Mr Kemp from Herongate in Essex, in Lay Still, a variant collected by Ralph Vaughan Williams starts with a conversation between a shepherd and Floro in which she suggests he stay in bed because the day is wet and he responds that he will go to tend to his flock:

“Lay still my fond shepherd and don't you rise yet
It's a fine dewy morning and besides, my love, it is wet.”

“Oh let it be wet my love and ever so cold
I will rise my fond Floro and away to my fold.”

“Oh no, my bright Floro, it is no such thing
It's a bright sun a-shining and the lark is on the wing.”

And then goes on to sing the Lark in the morning verse and some verses about ploughboys.

==History==

===Early printed versions===
The earliest known version was published in a garland (a broadside containing a number of songs) called Four Excellent New Songs printed in Edinburgh in 1778. It was regularly reprinted by broadside publishers in the 19th century.

===Collecting history===
The Roud Folk Song Index lists 37 instances of this song collected from traditional singers - 28 from England, 2 from Scotland, 4 from Ireland and 3 from the United States.

===Cornish folk song===
An Awhesyth, a Cornish folk song, has some verses which are very similar in meaning. The precise relationship between the two songs is unclear.

==Recordings==
===Field recordings===
- Steve Gardham's recording of Yorkshire singer Dorothy Bavey singing this in 1969 is in the British Library Sound Archive.
- Peter Kennedy's recording of Sussex singers Bob and Ron Copper is on a Topic CD, "Come Write Me Down - Early Recordings of the Copper Family of Rottingdean".
- A 1966 recording by Irish singer Paddy Tunney is on The Voice of the People Volume 5: "Come All My Lads That Follow the Plough - The Life of Rural Working Men and Women".

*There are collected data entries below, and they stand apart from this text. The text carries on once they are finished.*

PR #2190, opened 2019-07-09
Add batch signal/cancel support

longquanzheng:


service/worker/batcher/workflow.go
```diff
@@ -422,10 +441,11 @@ func processSignalTask(ctx context.Context, limiter *rate.Limiter, task taskDeta
 			return err
 		}
 	}
+	activity.RecordHeartbeat(ctx, task.hbd)
 	return nil
 }
 
-func processTerminateTask(ctx context.Context, limiter *rate.Limiter, task taskDetail, batchParams BatchParams) error {
+func processTerminateOrCancelTask(ctx context.Context, limiter *rate.Limiter, task taskDetail, batchParams BatchParams) error {
```
shreyassrivatsan: Can we change this to something like the below.. So that we separate out the child logic from the actual task which is a just a simple RPC call.. 

```
func processChildRecursiveTask(ctx context.Context,... , terminateChild bool, task func() error)
```

and call this with 
```
processChildRecursiveTask(ctx, ..., terminateChildren, func() error {
return batcher.svcClient.TerminateWorkflowExecution(newCtx, &shared.TerminateWorkflowExecutionRequest{
			WorkflowExecution: &wf,					Domain:            common.StringPtr(batchParams.DomainName),
			Reason:            common.StringPtr(batchParams.Reason),					WorkflowExecution: &wf,
			Identity:          common.StringPtr(batchWFTypeName),					Reason:            common.StringPtr(batchParams.Reason),
		})					Identity:          common.StringPtr(batchWFTypeName),
			})

})
```

longquanzheng: That will work for the serice call but not the other part -- How about the TeriminateParams and CancelParams? Maybe combine one? Right now they only have one : terminateChildren and cancelChildren. We can combine them into one but could be a little confusing as the WF parameter. If we called it childPolicy(true/false/nil), it is incorrect because it doen't apply to reset/signal.

shreyassrivatsan: You can just pass in a boolean to the `processChildRecursiveTask` - `applyOnChildren`.. That isnt something that depends on whether it is cancel or terminate.

longquanzheng: sounds good

service/worker/batcher/workflow.go
```diff
@@ -304,7 +333,19 @@ func startTaskProcessor(
 
 			switch batchParams.BatchType {
 			case BatchTypeTerminate:
-				err = processTerminateTask(ctx, limiter, task, batchParams, client)
+				err = processChildRecursiveTask(ctx, limiter, task, batchParams, client,
```
shreyassrivatsan: So looking at this further.. Everything can go through the same method. When `applyOnChild` is null, it will only act on current, else will recursively look at children. So even signal can go through same path with `applyOnChild = null`

service/worker/batcher/workflow.go
```diff
@@ -326,8 +367,28 @@ func startTaskProcessor(
...
+		_, ok := err.(*shared.EntityNotExistsError)
+		if !ok {
+			return err
+		}
+	}
+	activity.RecordHeartbeat(ctx, task.hbd)
+	return nil
+}
+
+func processChildRecursiveTask(
```
shreyassrivatsan: stack params here. one param per line if it cannot fit in a single line.

service/worker/batcher/workflow.go
```diff
@@ -304,7 +333,23 @@ func startTaskProcessor(
 
 			switch batchParams.BatchType {
 			case BatchTypeTerminate:
-				err = processTerminateTask(ctx, limiter, task, batchParams, client)
+				err = processChildRecursiveTask(ctx, limiter, task, batchParams, client,
```
shreyassrivatsan: nit: can just be named `processTask` now..

longquanzheng: Makes sense. Thank you so much for those useful feedbacks to improve the code quality. Learned a lot!

Issue #2092, opened 2019-06-24
Archival: Update Domain Record


yycptt:
Task 5 of https://github.com/uber/cadence/issues/2082
 
1. Update the schema of domain record:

===Commercial recordings===
Steeleye Span, Maddy Prior, The Dubliners, Tony Rose, The Taverners, Jackie Oates, and Magpie Lane have all recorded versions. Oli Steadman recorded it on his song collection "365 Days Of Folk".

==Discussion==
In his notes in The New Penguin Book of English Folk Songs, Steve Roud suggests that our picture of this song is incomplete because "the early collectors were not keen on the sexual encounters and noted down, or published, only the safe pastoral verses". He feels this song was "probably even more popular than the collected versions indicate", for the same reason.